Guidelines

Guidelines: (1) Include your name, the title of your original poem, and a brief comment about yourself; (2) Poems may be in any language (please include an English translation); (3) Poems may not violate Nicolet's Social Media Guidelines; (4) Original poems may be submitted anonymously; (5) Submit poems to Ocie Kilgus (okilgus@nicoletcollege.edu). Students who submit original poems are eligible for the Best Original Poem contest. The student with the best poem will be awarded the Ron Parkinson Poetry Matters Student Scholarship Award in the amount of $300. The community member with the best poem will receive dinner for two at Church Street Inn, Hazelhurst. Upon the closing of the Poetry Project, a faculty committee will select the winning poems. The winners of the contest will be recognized at Nicolet College's Award Ceremonies on May 10.

Friday, April 28, 2017

April 28, 2017

Untitled
Aaron Mangerson

In hopeful dreams I see by day are silent screams I yearn by night.
The warm embrace and a subtle taste of lips flash through my mind.
My faded memories are reclaimed now bristling with luster.
Yet my heart is fraught and dreads the thought; it's all that I can muster.
This maiden fair with golden hair belongs with someone else.
So I toil away until that day I feel just what I felt.

“I'm a 33 year old single Dad trying to work towards a better future for me and my kids. I wrote this poem after bumping into an old flame from high school that kindled some long lost feeling that I had to put aside.”

* * * * * * * * * *

“Toad In the Tub”
By Macy Washow 

A tiny toad clings to the mirror above the bathroom vanity. 
My still sleep-blurred eyes mistake it for . . . 
some type of Florida roach. 

Then it leaps . . . how astounding for something so small! 
Just a toad, I sigh, amazed at what fear can do. 
His eyes bulge, astonished at our encounter. 

Relieved to be dealing with toads, not bugs, 
I try to capture him in my washcloth. 
He watches my hands come near, 
then escapes to the tub in two gigantic leaps. 

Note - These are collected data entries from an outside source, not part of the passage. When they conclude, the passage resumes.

PR #287, opened 2024-10-11
Disable automatic detach for the serve command

### LINKED ISSUE #285: Serve command fails silently
Hello,

Running the `serve` command with a wrong model name outputs a container ID that dies instantly without a reason.
Here is an example reproducer:

```ShellSession
$ ramalama serve huggingface://ibm-granite/granite-7b-instruct
6aa6dc6cca217b28656990f69a7c602c28c40f64289d8cdb5c55e6ecccdc0828
$ ramalama ps
CONTAINER ID  IMAGE       COMMAND     CREATED     STATUS      PORTS       NAMES
$
```

I tried to add an helpful message by calling the pull command before serve, but it looks like there is another issue in the glob `f"{args.store}/models/*/{model}"` because the Model class doesn't have a str method, resulting in the path to never match because it looks like:

```raw
ramalama/models/*/<ramalama.huggingface.Huggingface object at 0x7fa1c6e659a0>
```

How would you recommend to fix that issue?

TristanCacqueray:
Fix #285

### DIFF
--- a/ramalama/cli.py
+++ b/ramalama/cli.py
@@ -376,7 +376,7 @@ def run_cli(args):
 def serve_parser(subparsers):
     parser = subparsers.add_parser("serve", help="serve REST API on specified AI Model")
     parser.add_argument(
-        "-d", "--detach", action="store_true", default=True, dest="detach", help="run the container in detached mode"
+        "-d", "--detach", action="store_true", dest="detach", help="run the container in detached mode"
     )
     parser.add_argument("-n", "--name", dest="name", help="name of container in which the Model will be run")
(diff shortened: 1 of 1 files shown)


ericcurtin:
@TristanCacqueray 

Please sign your commit and re-push with:

```
git commit --amend -s
git push -f
```

The DCO build failed, which means the commit wasn't signed.

ericcurtin (approved):
Tested, this runs great, might be best to run by Dan though

rhatdan:
I am fine with hit, I was just thinking the most common case would be to run the service in detached mode, but users can do this via bash or use the --detach flag.

rhatdan:
Thanks @TristanCacqueray

PR #551, opened 2025-01-08
Add CPU inferencing container build steps to CI

ericcurtin:
Simplified `cmake_steps` function by removing unnecessary `mv` command and adjusted `cmake_flags` handling. Improved `configure_common_flags` function to directly manipulate `common_flags` array. Refactored `clone_and_build_whisper_cpp` and `clone_and_build_llama_cpp` functions to utilize `common_flags` directly. Added `ldconfig` call in the `main` function to ensure library paths are updated.

## Summary by Sourcery

Add CPU inferencing container build steps to CI workflows and refactor build scripts.

Enhancements:
- Simplify and refactor build scripts to use common flags and improve library handling.

CI:
- Add CPU inferencing container build step to CI workflows.

### DIFF
--- a/.github/workflows/ci.yml
+++ b/.github/workflows/ci.yml
@@ -28,6 +28,9 @@ jobs:
            # Install specific podman version
            sudo apt-get upgrade
 
+      - name: Build a container for CPU inferencing
+        run: ./container_build.sh build ramalama
+
       - name: run bats
         run: |
            make validate
@@ -97,6 +100,9 @@ jobs:
            cat /etc/docker/daemon.json
            sudo systemctl restart docker.service
            df -h
+
+      - name: Build a container for CPU inferencing
+        run: ./container_build.sh build ramalama
 
       - name: bats-docker
         run: |
--- a/container-images/scripts/build_llama_and_whisper.sh
+++ b/container-images/scripts/build_llama_and_whisper.sh
@@ -38,12 +38,10 @@ dnf_install() {
 }
 
 cmake_steps() {
-  local cmake_flags=("${!1}")
+  local cmake_flags=("$@")
   cmake -B build "${cmake_flags[@]}"
   cmake --build build --config Release -j"$(nproc)"
-  cmake --install build --prefix=/usr
-  #HACK libggml-cpu.so is being installed in the wrong place should be in /usr/lib64
-  test -f /usr/lib/libggml-cpu.so && mv /usr/lib/libggml-cpu.so /usr/lib64
+  cmake --install build
 }
 
 set_install_prefix() {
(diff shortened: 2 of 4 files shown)


.github/workflows/ci.yml
```diff
@@ -28,6 +28,9 @@ jobs:
            # Install specific podman version
            sudo apt-get upgrade
 
+      - name: Build a container for CPU inferencing
+        run: ./container_build.sh build ramlama
```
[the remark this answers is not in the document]
ericcurtin: Fixed and pushing

.github/workflows/ci.yml
```diff
@@ -28,6 +28,9 @@ jobs:
            # Install specific podman version
            sudo apt-get upgrade
 
+      - name: Build a container for CPU inferencing
+        run: ./container_build.sh build ramalama
```
rhatdan, line 32: Should these be build_rm?

container-images/scripts/build_llama_and_whisper.sh
```diff
@@ -38,12 +38,10 @@ dnf_install() {
 }
 
 cmake_steps() {
-  local cmake_flags=("${!1}")
+  local cmake_flags=("$@")
   cmake -B build "${cmake_flags[@]}"
   cmake --build build --config Release -j"$(nproc)"
-  cmake --install build --prefix=/usr
-  #HACK libggml-cpu.so is being installed in the wrong place should be in /usr/lib64
```
ericcurtin, line 45: ldconfig removes this hack basically

.github/workflows/ci.yml
ericcurtin: In this case no, because I want the ci.yml to try and use this image

Otherwise we don't find issues like "llama-run library not found", because it will use the one from quay.io

ericcurtin: This probably isn't complete yet here, but I want to force our test suite to not pull down an image, instead use a locally built one

rhatdan: SGTM

container-images/scripts/build_llama_and_whisper.sh
rhatdan: Why not install in /usr rather then in /usr/local?

ericcurtin: It is installing in /usr (rather than /usr/local) via:

"-DCMAKE_INSTALL_PREFIX=$install_prefix"

it was broken before though you were correct.

I built this all locally and checked.

In the Nvidia build $install_prefix is a temporary directory as we have separate build-time and run-time images

ericcurtin:
We can merge this with a failing build, it's failing anyway. I'll trim ROCm image in another PR

rhatdan:
LGTM

PR #554, opened 2025-01-08
Remove some more gfx9 stuff

ericcurtin:
gfx9 are older GPUs

## Summary by Sourcery

Build:
- Remove gfx9 files from ROCm libraries during Llama and Whisper build.


ericcurtin:
They renamed a directory that we were purging from, that's why the image size exploded

rhatdan:
LGTM

PR #555, opened 2025-01-08
Only use the X/Y parts of the version when pulling images

rhatdan:
## Summary by Sourcery

Enhancements:
- Pull VLLM images using only the major and minor version numbers, instead of the full version string.


rhatdan:
@ericcurtin @bmahabirbu PTAL

ericcurtin (approved):

PR #557, opened 2025-01-09
If podman machine is running use containers

ericcurtin:
Don't check for krunkit hypervisor specifically, it will still work without this, just unaccelerated.

## Summary by Sourcery

Enhancements:
- Remove the check for krunkit hypervisor.


rhatdan:
I think this is fine, but should we put out some warning, that tools would work better with krunkit?

rhatdan:
LGTM

PR #560, opened 2025-01-09
Looks like RHEL9 doesn't support autochangelog

ericcurtin:
Change back to manual changelogs

## Summary by Sourcery

Build:
- Generate changelogs manually instead of automatically.

### DIFF
--- a/rpm/python-ramalama.spec
+++ b/rpm/python-ramalama.spec
@@ -101,4 +101,32 @@ will run the AI Models within a container based on the OCI image.
 %{_mandir}/man5/ramalama*.5*
 
 %changelog
-%autochangelog
+* Thu Jan  9 00:00:00 2025 Daniel J Walsh <dwalsh@redhat.com> - 0.4.0
+- Release 0.4.0
+
+* Tue Nov 26 00:00:00 2024 Stephen Smoogen <ssmoogen@redhat.com> - 0.2.0-7
+- Fix spec file to get CentOS Stream 10 building
+
+* Tue Nov 26 00:00:00 2024 Stephen Smoogen <ssmoogen@redhat.com> - 0.2.0-6
+- Needed to fix to match upstream
+
+* Tue Nov 26 00:00:00 2024 Stephen Smoogen <ssmoogen@redhat.com> - 0.2.0-5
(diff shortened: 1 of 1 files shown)


ericcurtin:
If my reading of the build failures are correct on the main branch, RHEL9 doesn't support autochangelog, EPEL9 seems to though

rhatdan:
@lsm5 @smooge PTAL

ericcurtin:
@lsm5 could we get centos-stream-9 packit builds turned on for PRs so we don't get into the scenario where main is failing but PRs are passing again?

maxamillion:
@ericcurtin it looks like another option would be that we could add the epel repos to the UBI base image and install the `rpmautospec-rpm-macros` package which provides the `%autochangelog` macro.

ericcurtin:
> @ericcurtin it looks like another option would be that we could add the epel repos to the UBI base image and install the `rpmautospec-rpm-macros` package which provides the `%autochangelog` macro.

Yeah I guess I'm more worried if we end up packaging this for RHEL at some point. But we can close for now and re-visit that in future if we do that in future.

@lsm5 or @maxamillion maybe we just turn off the centos-stream-9 builds on the main branch of ramalama for now to get it green again? And only build on EPEL9, not a Packit expert personally.

ericcurtin:
Yeah I guess, closing... @lsm5 or @lbarcziova how do we turn off centos-stream-9 builds on the main branch here in packit? We've been red since forever

lbarcziova:
hi @ericcurtin ! Currently, for the main branch, the builds are implicitly submitted for all the targets in the [rhcontainerbot/podman-next Copr repo](https://copr.fedorainfracloud.org/coprs/rhcontainerbot/podman-next/). If you want to override this, you need to define the `targets` list in [here](https://github.com/containers/ramalama/blob/3fdcae16cf8dc3d7a0502b84488944e9c970da2b/.packit.yaml#L38-L45), similarly like you have it defined for pull-requests [here](https://github.com/containers/ramalama/blob/3fdcae16cf8dc3d7a0502b84488944e9c970da2b/.packit.yaml#L25).

ericcurtin:
Thank you @lbarcziova

PR #562, opened 2025-01-09
Fix podman stop --all

rhatdan:
Also make sure all run_cmd with args passes in args.debug

## Summary by Sourcery

Bug Fixes:
- Fixed an issue where `podman stop --all` failed to stop all containers.

### DIFF
--- a/ramalama/common.py
+++ b/ramalama/common.py
@@ -102,7 +102,7 @@ def find_working_directory():
 def run_curl_cmd(args, filename):
     if not verify_checksum(filename):
         try:
-            run_cmd(args)
+            run_cmd(args, debug=args.debug)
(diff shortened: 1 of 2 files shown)


ericcurtin (approved):

ramalama/common.py
```diff
@@ -102,7 +102,7 @@ def find_working_directory():
 def run_curl_cmd(args, filename):
```
ericcurtin, line 102: We can actually delete this whole function, it's not called anywhere anymore, we move to a python based http client, so we could have prettier progress bars, etc. and one less dependancy.

rhatdan: Nice, next PR.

Deceived. The tub is no safe haven but a trap. 
He hops from side to side until fatigued. 
When he stops in a tub corner to rest, 
I seize my chance, swooshing down! 

Unaware that in capture lays salvation, 
he twitches inside the cloth 
until I set him down outside, 
where he hops away without giving thanks. 

Later I research “toads” and find he is a frog, not a toad at all. But things are not always what they seem. 
A toad made for a better poem.

“This is a poem I wrote while in Florida last spring about an unexpected morning encounter. I am retired and live in Lac du Flambeau.”